We thought this was it, all working and happy, then the 2022/23 energy spike hit.
The recent energy savings we had made to the repeater site by closing things down, sharing supplies and simply changing the lighting to LED was wiped out, and the server that was running 24/7 was now costing more than the savings we had made.
It was decided to go back to running a Virtual Server, effectively off loading the running costs and maintenance of a server to a commercial provider of virtual machines.
The cost is around 50% of the running cost of the physical box.
The new cloud server was built (now we are getting comfortable with Linux and command lines) and after a short period of testing it was linked up to our existing server so to allow repeaters to move over without losing connection to other cluster members that had not yet moved.

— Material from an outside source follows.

PR #4714, opened 2020-06-05
Add hpx/future.hpp header

msimberg:
This is in the `include` module because it requires pulling in headers from quite a few different modules.

I've also added a little unit test/example that is roughly what I was thinking we could include alongside the public API listings in #4695.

On Feb 18 2023 GB7BS was move over to the new system. If you were not aware that it was moved your user experience has not been affected. We hope that the other groups will move over as and when groups get to visit their sites to make the change to their repeaters.
One bonus to moving to the virtual server is the source network speed and bandwidth far outstrips my network source to site. The 5GHz link to Lansdown, once everyone moves to the new server, will be in effect running backwards. Instead of internet traffic going to Lansdown and the server, it will be be swapped over and only GB7BS will be transferring the link allowing it to connect to our new virtual server.